The documentation for forecast.lm says:
An optional data frame in which to look for variables with which to predict. If omitted, it is assumed that the only variables are trend and season, and h forecasts are produced.
so it's optional if trend and season are your only predictors.
The ARIMA model works because it's using lagged values of the time series in the forecast. For the linear model, it uses the given predictors (Mfg.NO.Total..USA. and Mfg.Inv.Total..USA. in your case) and thus needs their corresponding future values; without these, there are no independent variables to predict from.

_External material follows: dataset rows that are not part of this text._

PR #50, opened 2019-01-24
Flutter and Dart SDKs

sr229:
Extension of gitpod-io/definitely-gp#24.

This adds support for Dart SDK with VNC and no VNC, along with Flutter with Android SDK included.


sr229:
AFAIR Dart repositories are essentially handsfree if we run cron to update these stacks, since they're bound to a repository.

In the edit, you added those variables to your future dataset, but they still have values of NA for all future points, thus the forecasts are also NA.
Gabe is correct. You need future values of your causals.
You should consider the Transfer Function modeling process instead of regression(ie developed for use with cross-sectional data). By using prewhitening your X variables (ie build a model for each one), you can calculate the Cross correlation function to see any lead or lag relationship.
It is very apparent that Inv.Total is a lead variable(b**-1) from the standardized graph of Y and the two x's. When Invto moves down so does shipments. In addition, there is also AR seasonal component beyond the causals that is driving the data. There are a few outliers as well so this is a robust solution. I am developer of this software used here, but this can be run in any tool.